■ DATA EXCERPTS
PR #476, opened 2025-08-08
Fix sphere and LSS tests under D3D12 and Vulkan

ksavoie-nv:
I noticed some tests were failing when I ran the test suite on a card that supports LSS and spheres in D3D12 and Vulkan. This PR fixes tests wherever possible and disables the hit object tests under D3D12, because they're blocked by a bug in Slang.

### DIFF
--- a/src/d3d12/d3d12-pipeline.cpp
+++ b/src/d3d12/d3d12-pipeline.cpp
@@ -676,6 +676,22 @@ Result DeviceImpl::createRayTracingPipeline2(const RayTracingPipelineDesc& desc,
             m_nvapiShaderExtension.uavSlot,
             m_nvapiShaderExtension.registerSpace
         ));
+
+        if (is_set(desc.flags, RayTracingPipelineFlags::EnableLinearSweptSpheres) ||
+            is_set(desc.flags, RayTracingPipelineFlags::EnableSpheres))
+        {
+            NVAPI_D3D12_SET_CREATE_PIPELINE_STATE_OPTIONS_PARAMS params = {};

■ INSTRUCTIONS TO FOLLOW
What is the number of lines in the listing that hold the word "Vulkan"? Say only that number.

■ RESULT FOR THIS TASK
2